*ACTIVITY:* Which lines of the data contain the string "Objects"? Copy every one of them.

*DATA FOR THIS TASK:*
PR #5122, opened 2026-09-15
Compare block state property values with equals, not reference identity

pirateben820:
### What

`BuilderProcess.sameBlockstate` compares each property's value with `!=`:

```java
Map<Property<?>, Comparable<?>> map1 = first.getValues();
Map<Property<?>, Comparable<?>> map2 = second.getValues();
for (Property<?> prop : map1.keySet()) {
    if (map1.get(prop) != map2.get(prop)
```

The values are boxed `Comparable`s, so this is reference identity. It is fine for `EnumProperty` and
`BooleanProperty`, whose values are singletons. For an `IntegerProperty` it happens to work today because every
vanilla integer property stays inside the `-128..127` range the JVM's `Integer` cache interns — I checked: the largest,
`age`, tops out at 25. Nothing in the comparison guarantees that, and identity is not what is meant here; equality is.

`Objects.equals` to match the three other comparisons in this file. Plain `equals` would also be correct, since both
states share one `StateDefinition` and the lookups cannot return null.

This branch is only reached when `buildIgnoreDirection` or `buildIgnoreProperties` is set (both default off);
otherwise the early `first.equals(second)` return is taken.

### Verification

Compiles on this branch (`./gradlew compileJava`, Gradle 8.7, Temurin JDK 21.0.12.1). GitHub's own runs are waiting on first-contributor approval. Not run in game - it is a one-line change to a comparison.

### Authorship

This patch and this description were written by an AI assistant (Claude, via Claude Code) working under my direction,
while I was debugging my own mod, which drives Baritone from a language model. I am submitting it and I answer for it.
If the project would rather not take AI-written changes, say so and I will close it.

🤖 Generated with [Claude Code](https://claude.com/claude-code)


pirateben820:
Retargeted to 1.21.4 as requested on #5123. The change had to be re-expressed rather than rebased: on 1.21.4 the comparison is `map1.get(prop) != map2.get(prop)` over `getValues()`, so it is `Objects.equals` there. The description now describes that code; the earlier one described the 26.2 shape. Compiles on 1.21.4 (Gradle 8.7, JDK 21).

PR #5123, opened 2026-09-15
Let the game exit: daemon threads for the shared pool, and wait for the final cache save

pirateben820:
### The symptom

With Baritone installed the client does not exit when the window closes. It sits in shutdown until Mojang's own
`ClientShutdownWatchdog` kills it about fifteen seconds later, with

```
java.lang.Error: Watchdog (Client shutdown from post-main)
```

and on Windows the leftover `javaw` holds a lock on the mods folder until then.

### The cause

`Baritone`'s shared pool is created with the default thread factory, so every worker is **non-daemon** — and none of
them ever exit:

*PROBLEM SOLUTION:*
`Objects.equals` to match the three other comparisons in this file. Plain `equals` would also be correct, since both
Retargeted to 1.21.4 as requested on #5123. The change had to be re-expressed rather than rebased: on 1.21.4 the comparison is `map1.get(prop) != map2.get(prop)` over `getValues()`, so it is `Objects.equals` there. The description now describes that code; the earlier one described the 26.2 shape. Compiles on 1.21.4 (Gradle 8.7, JDK 21).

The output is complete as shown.